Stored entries
[Start of section]

PR #341, opened 2024-12-20
fix: Render CardinalityMarkers based on loading state

sasamuku:
## Summary

Remove unexpected cardinalities on initial loading.

貼り付けた画像_2024_12_20_16_49

### before

https://github.com/user-attachments/assets/e8c46f9c-d8ad-41bf-a675-21a2ff47c7ff

### after

https://github.com/user-attachments/assets/3769c4bd-588a-4956-a140-711a6ce266e8

### DIFF
--- a/frontend/packages/erd-core/src/components/ERDRenderer/ERDContent/ERDContent.tsx
+++ b/frontend/packages/erd-core/src/components/ERDRenderer/ERDContent/ERDContent.tsx
@@ -158,7 +158,7 @@ export const ERDContentInner: FC<Props> = ({
         selectionOnDrag
         deleteKeyCode={null} // Turn off because it does not want to be deleted
       >
-        <CardinalityMarkers />
+        {!loading && <CardinalityMarkers />}
         <Background
           color="var(--color-gray-600)"
           variant={BackgroundVariant.Dots}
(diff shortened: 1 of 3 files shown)


frontend/packages/erd-core/src/components/ERDRenderer/ERDContent/ERDContent.tsx
```diff
@@ -158,7 +158,7 @@ export const ERDContentInner: FC<Props> = ({
         selectionOnDrag
         deleteKeyCode={null} // Turn off because it does not want to be deleted
       >
-        <CardinalityMarkers />
+        {!loading && <CardinalityMarkers />}
```
junkisai, line 161: [nits & imo]
Following the visibility control pattern used for TableNode loading, I think it would be better to apply the same approach to Edge components as well, as this would create more consistency in the implementation.

https://github.com/liam-hq/liam/blob/fix_cardinality_display_during_loading/frontend/packages/erd-core/src/components/ERDRenderer/ERDContent/TableNode/TableNode.module.css#L11-L13

junkisai (approved):
LGTM 🙌

frontend/packages/erd-core/src/components/ERDRenderer/ERDContent/ERDContent.tsx
sasamuku: That's good idea 👍 Thanks
b63e2dad86cd5f8509b44cf612c3bde1050e7c71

[End of section]

> **Task item**
Search the data above for the word "attachments" and show every line that has it.

> **Problem solution**
https://github.com/user-attachments/assets/e8c46f9c-d8ad-41bf-a675-21a2ff47c7ff
https://github.com/user-attachments/assets/3769c4bd-588a-4956-a140-711a6ce266e8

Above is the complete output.